Treasury Report Shows State’s Cash Receipts for 2020 Declined Just 0.6% from 2019
Senator Steven Oroho (R-24) said a State revenue update provided by the Treasury Department yesterday doesn’t support Governor Murphy’s claims that New Jersey is facing a massive budget shortfall that would require $10 billion of borrowing as the governor has repeatedly suggested.
Sen. Steven Oroho said a State revenue update doesn’t support Gov. Murphy’s claims that New Jersey is facing a massive budget shortfall that would require $10 billion of borrowing. (Pixabay)
“Treasury’s revenue update clearly demonstrates that the massive $10 billion budget hole predicted by the administration has failed to materialize,” said Oroho, the Senate Republican Budget Officer. “When compared to the original $38 billion budget for 2020, the $200 million decline in revenues from 2019 is little more than a rounding error. The realized revenue data provided by Treasury doesn’t support the governor’s continued insistence that New Jersey needs to borrow billions.”

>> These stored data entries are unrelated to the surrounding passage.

PR #10366, opened 2026-06-24
[4.x] Fix #[Validate()] and rules() rules for shared fields being incorrectly merged

### LINKED ISSUE #10364: #[Validate()] and rules() arrays are incorrectly merged
### Livewire version

v3.8.1 but also v4 is affected

### Laravel version

v12.62.0 but doesn't matter

### PHP version

8.2.30 but doesn't matter

Firefox on Windows; Apache running on linux

The `#[Validate()]` and `rules()` arrays aren't correctly merged. If you have your rules in `#[Validate()]`, the rules in `rules()` are just overwritten.

### Component:
```php
<?php
namespace App\Livewire;

use Livewire\Component;
use Illuminate\Support\Str;

class Test extends Component
{
    #[Validate(['required', 'int', 'min:1'])]
    public int $choices = 1;
    #[Validate(['required', 'min:1'])]
    public array $options = [];

    {
        return [
            'choices' => 'max:' . count($this->options),
        ];
    }

    public function addOption()
    {
        $this->options[] = Str::random(10); # it's pretty irrelevant, what the content is
    }

    public function store()
    {
        dump($this->validate());

        $this->reset();
    }

    public function render()
    {
        return view('livewire.test');
    }
}
```
### Blade:
```blade
<div>
    <form wire:submit="store" class="flex flex-col gap-1">
        <input name="choices" wire:model="choices" type="number" min="1" step="1" />
        @error('choices')
        <p class='text-sm text-red-600 dark:text-red-400'>{{ $message }}</p>
        @enderror
        <button wire:click="addOption" type="button">add Option</button>
        @forelse($options as $option)
        <div class="bg-neutral">{{ $option }}</div>
        @empty
        <div class="bg-neutral">no options there</div>
        @endforelse
        @error('options')
        <p class='text-sm text-red-600 dark:text-red-400'>{{ $message }}</p>
        @enderror
        <button>save</button>
    </form>
</div>
```

_No response_

I want to have my rules right where my variables are declared (and their defaults) and only move the rules that I have to in the rules() array.

It could be easily done in [src/Features/SupportValidation/HandlesValidation.php:121](https://github.com/livewire/livewire/blob/4cdaed0eadd80871f578acf55651b06120f51a59/src/Features/SupportValidation/HandlesValidation.php#L121) with `array_merge_recursive()` instead of `array_merge()`.

lazerg:
# The Scenario

When a component property has rules defined both in a \`rules()\` method and via a \`#[Validate()]\` attribute, only the attribute rules survive.

```php
{
    #[Validate(['required', 'string'])]
    public string $name = '';

    {
        return ['name' => ['min:3']];
    }
}
```

In this example, calling \`getRules()\` returns only \`['name' => ['required', 'string']]\` — the \`min:3\` rule from \`rules()\` is lost entirely.

# The Problem

\`getRules()\` ends with:

```php
return array_merge($rulesFromComponent, $rulesFromOutside);
```

Because \`array_merge\` overwrites string keys, any field appearing in both sources loses its \`rules()\` rules and keeps only the attribute rules.

# The Solution

Change \`array_merge\` to \`array_merge_recursive\` so that per-field rules from both sources are combined into a single array rather than the later source overwriting the earlier one.

Fixes #10364

### DIFF
--- a/src/Features/SupportValidation/HandlesValidation.php
+++ b/src/Features/SupportValidation/HandlesValidation.php
@@ -118,7 +118,7 @@ trait HandlesValidation
             )
         );
 
-        return array_merge($rulesFromComponent, $rulesFromOutside);
+        return array_merge_recursive($rulesFromComponent, $rulesFromOutside);
     }
 
     protected function getMessages()
--- a/src/Features/SupportValidation/UnitTest.php
+++ b/src/Features/SupportValidation/UnitTest.php
@@ -925,6 +925,29 @@ class UnitTest extends \Tests\TestCase
             ->assertSee('second error')
             ->assertHasErrors(['first', 'second']);
     }
+
+    public function test_validate_attribute_and_rules_method_rules_are_merged_for_the_same_property()
+    {
+        Livewire::test(new class extends TestComponent {
+            #[Validate(['required', 'string'])]
+            public $foo = '';
+
+            public function rules()
+            {
+                return [
+                    'foo' => ['min:3'],
+                ];
+            }
+
+            function save() { $this->validate(); }
+        })
+            ->set('foo', 'ok')
+            ->call('save')
+            ->assertHasErrors(['foo' => 'min'])
+            ->set('foo', '')
+            ->call('save')
+            ->assertHasErrors(['foo' => 'required']);
+    }
 }
 
 class ComponentWithRulesProperty extends TestComponent


joshhanley:
@lazerg thanks for the PR! I don't think this is a good idea as some of Laravel's validation methods are order dependent. If we add support for this, we have no way to determine the correct order. As such I'm going to close this. Thanks for being willing to contribute!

The State fiscal year typically runs from July 1st to June 30th, with corporate business and individual income taxes due on April 15. This year, however, the State’s fiscal year was extended to the end of September due to the coronavirus crisis, and both the State and federal deadlines for tax filings were extended to July 15th.
To account for the large shift of income and business tax payments from April to July, the revenue update provided by Treasury included a 13-month comparison of the State’s cash collections for the regular fiscal year through July for both 2019 and 2020.
For that 13-month period, actual cash collections from 2019 to 2020 declined from $35.118 billion to $34.919 billion, a reduction of less than $200 million, or 0.6%.
“The administration was predicting a catastrophic 30% drop in sales tax revenue and other large declines that the governor said would force the layoff of up to 200,000 public employees if he didn’t get approval for his massive borrowing scheme,” added Oroho. “We’ve been saying for weeks that the governor’s continued use of outdated revenue estimates from May was deceptive, wildly misleading, and intended to scare people into supporting his fiscally irresponsible borrowing demands. Yesterday’s Treasury report proved that everything we said was correct. Given the new data and vastly improved revenue trends, the governor’s case for borrowing billions is growing weaker by the day.”
Further, Oroho said the revenue update validates a call two weeks ago from Senate Republican members of the Budget Committee for the administration to correct materially misleading and knowingly inaccurate filings made by the Treasurer with the financial community claiming a $10 billion revenue shortfall based on the administration’s revenue projections from May.
“The Governor and Treasurer must correct the materially misleading information that was filed with the financial community based on the most dire estimates from May before the state had started to reopen and the economy and tax collections had begun to recover,” Oroho concluded.